Momentos después, una bruta enorme, el doble de su tamaño, cargó desde los escombros, sus ojos brillando con hambre salvaje. Elara no se estremeció. Giró bajo, cortándole los tendones, y mientras caía de rodillas, su espada encontró su garganta.
El rugido de la bestia se estranguló en silencio. Más llegaron, pero ella bailó entre ellos, intocable, cada uno de sus movimientos una desafiante a la muerte. Detrás de ella, el horizonte ardía rojo, el sol moribundo proyectando largas sombras.
En algún lugar a la distancia, un temblor bajo sacudió el suelo, anunciando algo peor. Los ojos de Elara se entrecerraron, su agarre apretándose sobre sus espadas. Los Mutantes eran solo el comienzo.
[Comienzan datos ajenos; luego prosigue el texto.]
PR #8511, opened 2020-08-10
Fix a false positive for `Style/CaseLikeIf` when conditional contains comparison with a class

### LINKED ISSUE #8508: Bad autocorrect for Style/CaseLikeIf
In rubocop 0.89.0

If you have code like this:

```ruby
if klass == ClassA
  do_something
elsif klass == ClassB
  do_something_else
end
```

It incorrectly gets autocorrected to:

```ruby
 case klass
 when ClassA
   do_something
 when ClassB
   do_something_else
 end
```

@marcandre warned about this here https://github.com/rubocop-hq/rubocop/issues/7736#issuecomment-634915216 but I think this advice went unheeded.

fatkodima:
Closes #8508

### DIFF
--- a/lib/rubocop/cop/style/case_like_if.rb
+++ b/lib/rubocop/cop/style/case_like_if.rb
@@ -159,9 +159,10 @@ module RuboCop
           case node.method_name
           when :is_a?
             node.arguments.first if node.receiver == target
-          when :==, :eql?, :equal?, :=~, :match, :match?
-            lhs, _method, rhs = *node
-            condition_from_binary_op(lhs, rhs, target)
+          when :==, :eql?, :equal?
+            condition_from_equality_node(node, target)
+          when :=~, :match, :match?
+            condition_from_match_node(node, target)
           when :===
             lhs, _method, rhs = *node
             lhs if rhs == target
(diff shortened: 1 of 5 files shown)


lib/rubocop/cop/style/case_like_if.rb
```diff
@@ -202,6 +214,16 @@ def const_reference?(node)
             name == name.upcase
         end
 
+        def class_reference?(node)
+          return false unless node.const_type?
+
+          name = node.children[1].to_s
```
marcandre, line 220: How about using `node.children[1].match? /[[:lower:]]/` instead?

fatkodima: The original code checks that const name is not all uppercase, so the code could be written as `!name.match?(/^[[:upper:]]+$/)`, but this does not handle numbers in names and so, the original code looks simpler to me.

fatkodima:
Marked it as unsafe.

lib/rubocop/cop/style/case_like_if.rb
marcandre: > checks that const name is not all uppercase

Right. I'm sorry though, I don't see how "not all uppercase" != "has a lowercase", could you provide an example?

fatkodima: You're right, sorry. I mistakenly matched that regexp only with the first letter 😄

fatkodima: Updated.

marcandre:
I'll merge after the merge conflict is resolved... 😢

marcandre:
Thanks!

Luego reunió a los Guardianes del Juramento enviados por su amante, cargando a toda velocidad en las líneas del frente de los Mutantes altos. Mientras la Sangre de Dragón luchaba en medio de las cosas, él observaba desde la pared con una sonrisa orgullosa.
—Parece que se está convirtiendo en un Pseudo-Dios gracias a todo el sexo —murmuró, riendo.
Luego de eso, Archer decidió ayudar y convocó un ejército de Criaturas de las Sombras que arrasó al ejército Mutado, que fue destrozado. Mientras esto ocurría, ordenó a Elara que regresara a la pared.
Cuando la mujer Sangre de Dragón corrió hacia él, usó el tatuaje para convocarla a su lado, haciéndola gritar sorprendida.